National approach to finding the causes of several debilitating diseases
Medical Research Future Fund awards $4,877,532 over 5 years to ‘The missing heritability of human disease: discovery to implementation’.
Blood cancers, intellectual disability, cerebral palsy, repeated miscarriages and neuromuscular diseases. For some sufferers these are inherited conditions caused by the presence of specific genes, not yet identified.
The Medical Research Future Fund (MRFF) has allocated near to its maximum amount for this type of grant, $5m, to a young researcher in Perth to try and solve the genetic mystery that causes these rare, devastating conditions.
UWA Associate Professor Gina Ravenscroft at Perth’s Harry Perkins Institute of Medical Research (pictured above, left), will lead teams from nine universities and institutes, including the University of Melbourne and the Garvan Institute of Medical Research, to search for the genetic causes of several diseases.
“We want to discover why some women have repeated miscarriages, why some people have autism or cerebral palsy or a range of muscle weakening diseases.
“Despite the success of genetic analysis over the past 10 years, the majority of rare disease patients do not have a diagnosis, and with no accurate genetic cause, treatments cannot be designed and tested.
“The issue lies in the need for new technologies. Current clinical testing regimes are limited to short-read sequencing technologies, meaning a significant amount of genetic information is not being collected for these patients,” she said.

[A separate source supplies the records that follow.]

PR #1022, opened 2022-05-30
chore(ui-file-drop): add TS types in `FileDrop` component

NamNguyenInstructure:


packages/ui-file-drop/src/FileDrop/index.tsx
```diff
@@ -113,6 +121,12 @@ class FileDrop extends Component<FileDropProps, FileDropState> {
     ;(this.props as any).makeStyles(this.makeStyleProps())
```
matyasf, line 121: You should fix these too: `this.props.makeStyles?.`. Generally there should be no `any`s unless really necessary.

packages/ui-file-drop/src/FileDrop/index.tsx
```diff
@@ -157,34 +171,39 @@ class FileDrop extends Component<FileDropProps, FileDropState> {
   get invalid() {
```
matyasf, line 171:
```get hasMessages() {
    return (
      (this.props as any).messages && (this.props as any).messages.length > 0
    )
  }
``` 
->
```
 get hasMessages() {
    return (
      this.props.messages && this.props.messages.length > 0
    )
  }
```
why did you leave this one out?

packages/ui-file-drop/src/FileDrop/index.tsx
```diff
@@ -157,34 +171,39 @@ class FileDrop extends Component<FileDropProps, FileDropState> {
...
+    e: React.ChangeEvent | React.DragEvent,
+    shouldEnablePreview?: boolean
+  ): Array<File> {
+    let list: Array<File> = []
+    Array.from(getEventFiles(e, this.fileInputEl)).forEach((file) => {
+      const fileObj = this.convertToFile(file)
+      if (fileObj) list.push(fileObj)
+    })
     if (list.length > 1) {
       list = (this.props as any).shouldAllowMultiple ? list : [list[0]]
```
matyasf, line 189: no need for any here

matyasf (changes requested):
Please dont leave so many `any`s in the code! in 99% of the cases `this.props` does not need to be cast to `any`, I've not commented on all cases, but please fix all of them

packages/ui-file-drop/src/FileDrop/index.tsx
NamNguyenInstructure: I think "(this.props as any)" appears in the code with some intention

packages/ui-file-drop/src/FileDrop/index.tsx
```diff
@@ -304,40 +302,30 @@ class FileDrop extends Component<FileDropProps, FileDropState> {
...
     if (this.state.isFocused && keyEventIsClickButton(e)) {
-      if ((this.props as any).shouldAllowRepeats) {
-        // @ts-expect-error ts-migrate(2531) FIXME: Object is possibly 'null'.
-        this.fileInputEl.value = null
+      if (this.props.shouldAllowRepeats) {
+        this.fileInputEl!.value = null as unknown as string
       }
       // This bit of logic is necessary for MS browsers but causes unwanted warnings in Firefox
       // So we need to apply this logic only on MS browsers
       /* istanbul ignore if  */
```
matyasf, line 324: you can delete these comments

packages/ui-file-drop/src/FileDrop/utils/accepts.ts
```diff
@@ -22,7 +22,7 @@
  * SOFTWARE.
  */
 
-function accepts(file: any, acceptProp: any) {
+function accepts(file: any, acceptProp: string | string[]) {
```
matyasf, line 25: here `file` has `File` type

packages/ui-file-drop/src/FileDrop/utils/accepts.ts
```diff
@@ -45,7 +45,7 @@ function accepts(file: any, acceptProp: any) {
   return true
 }
 
-function getAcceptList(accept: any) {
+function getAcceptList(accept: string | string[]) {
   const list = Array.isArray(accept) ? accept : accept.split(',')
   return list.map((a: any) => a.trim().replace(/^\w+$/, '.$&'))
```
matyasf, line 50: you can remove the `any` type here

packages/ui-file-drop/src/FileDrop/utils/accepts.ts
```diff
@@ -45,7 +45,7 @@ function accepts(file: any, acceptProp: any) {
   return true
```
matyasf, line 45: `return acceptList.some((type: any) => {` -> `return acceptList.some((type) => {`
TS will infer (figure out) the correct type for this

matyasf (changes requested):
There are some small changes needed in `accepts.ts` otherwise nice work!

packages/ui-file-drop/src/FileDrop/index.tsx
```diff
@@ -76,20 +64,23 @@ class FileDrop extends Component<FileDropProps, FileDropState> {
...
+      _accepted: ArrayLike<DataTransferItem | File>,
+      _e: React.DragEvent
+    ) {},
+    onDropRejected: function (
+      _rejected: ArrayLike<DataTransferItem | File>,
+      _e: React.DragEvent
+    ) {},
+    onDragEnter: function (_e: React.DragEvent) {},
+    onDragOver: function (_e: React.DragEvent) {},
+    onDragLeave: function (_e: React.DragEvent) {},
```
Brailor, line 83: I think we settled on not doing this with event handler callback functions, so you can delete these from the defaultProps.

matyasf (approved):
nice work!

Brailor (approved):

PR #1026, opened 2022-06-01
refactor publish script

Brailor:


packages/ui-scripts/src/post-publish.ts
```diff
@@ -64,7 +64,7 @@ async function postPublish(
     createGitTagForRelease(releaseVersion)
 
     if (hasJiraConfig(config)) {
-      issueKeys = await getIssuesInRelease(jiraProjectKey)
```
Brailor, line 67: This is not an async function.

packages/ui-scripts/src/publish.ts
```diff
@@ -62,73 +65,140 @@ async function publish({
...
+        publishArgs.push(...['--tag', tag])
+      }
+      await runCommandAsync('npm', publishArgs, [])
+
+      await wait(500)
+
+      yield pkg
     }
   }
 }
```
Brailor, line 204: This is the main chunk of the change, this async generator function will release each package that is given to it with the correct version and will wait 500ms between releasing packages.

packages/ui-scripts/src/publish.ts
```diff
@@ -22,34 +22,37 @@
...
+      packageName: pkgJSON.name!,
+      version: pkgJSON.version!,
+      isMaintenance,
+      config: getConfig(pkgJSON)
+    })
+  } catch (err: any) {
+    error(err)
+    process.exit(1)
+  }
+})()
```
Brailor, line 55: The previous version had nested try-catch blocks and some of the catch blocks were simply swallowing the error, this new way only has 1 try-catch which means any error we might encounter during the release process will halt the whole process.

packages/ui-scripts/src/post-publish.ts
matyasf: hmm I'd get rid of this code, we're not connecting to JIRA

packages/ui-scripts/src/publish.ts
```diff
@@ -62,73 +65,140 @@ async function publish({
...
+      {
+        stdio: 'pipe'
+      }
+    )
+    const packageVersions: string[] = JSON.parse(stdout).versions
+
+    // if the package is already in the registry then don't try
+    // to publish it again
+    if (packageVersions.includes(version)) {
+      info(`📦  v${version} of ${pkg.name} is already published!`)
```
matyasf, line 191: hmm we should discuss how we handle this case. I think last time the release failed because for some reason empty packages were released. I'm leaning towards aborting with a huge error message in this case, normally we should never try to publish over a package.

Brailor: The last version had a bug in it, so it tried to release a version that already existed in the registry.
This new version will not even try to release the package that is in the registry.

packages/ui-scripts/src/post-publish.ts
Brailor: Done, since the `post-publish` effectively just called this JIRA function I've removed the command altogether.

packages/ui-scripts/src/publish.ts
Brailor: As discussed in the daily, I added the code to throw an error when this check is true.

packages/ui-scripts/src/post-publish.ts
Brailor: Since we didn't use the `post-publish` script at all I've deleted it altogether.

matyasf (approved):
looks good!

packages/pkg-utils/src/get-package.ts
```diff
@@ -22,43 +22,54 @@
...
   const pkg = readPkgUp.sync({
-    cwd: fs.realpathSync(options.cwd),
-    normalize: options.normalize
+    cwd: fs.realpathSync(opts.cwd),
+    normalize: opts.normalize
   })
 
   // for backwards compat:
-  pkg.pkg = pkg.packageJson
+  ;(pkg as PackageJson).pkg = pkg?.packageJson
```
ke1k0, line 69: Just a suggestion: you can cast the type on declaration

```ts
  const pkg = readPkgUp.sync({
    cwd: fs.realpathSync(opts.cwd),
    normalize: opts.normalize
  }) as PackageJson
```

packages/ui-scripts/package.json
```diff
@@ -18,7 +18,7 @@
   "scripts": {
     "lint": "ui-test --lint",
     "lint:fix": "ui-test --lint --fix",
-    "build:watch": "tsc -w -p tsconfig.build.json",
+    "build:watch": "tsc  -b tsconfig.build.json -w",
```
ke1k0, line 21: This might crash with Matyi's change (he merged it yesterday)

ke1k0 (approved):

packages/pkg-utils/src/get-package.ts
Brailor: Thanks, fixed

packages/ui-scripts/package.json
Brailor: Should be fixed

Researchers knew they had reached the end of the line for some conditions and that there was a need for new technologies to be developed to identify the missing heritability of some rare diseases.
In an attempt to solve the mysteries of these conditions a coordinated multi-institutional, multi-disciplinary approach from across Australia is forming to see if sharing knowledge can overcome this critical unmet need for more comprehensive screening and analysis strategies.
“This is an opportune moment to end the diagnostic odyssey for patients and families that have remained unresolved. The first description of a complete human genome, combined with increased accuracy and cost reductions of long-read genome sequencing (which captures more genetic information), together with optical genomic mapping creates a sweet spot”, A/Prof Ravenscroft said.
To date, different research teams have worked on specific disease areas and patient cohorts, such as people with neuromuscular diseases or patients with blood cancers.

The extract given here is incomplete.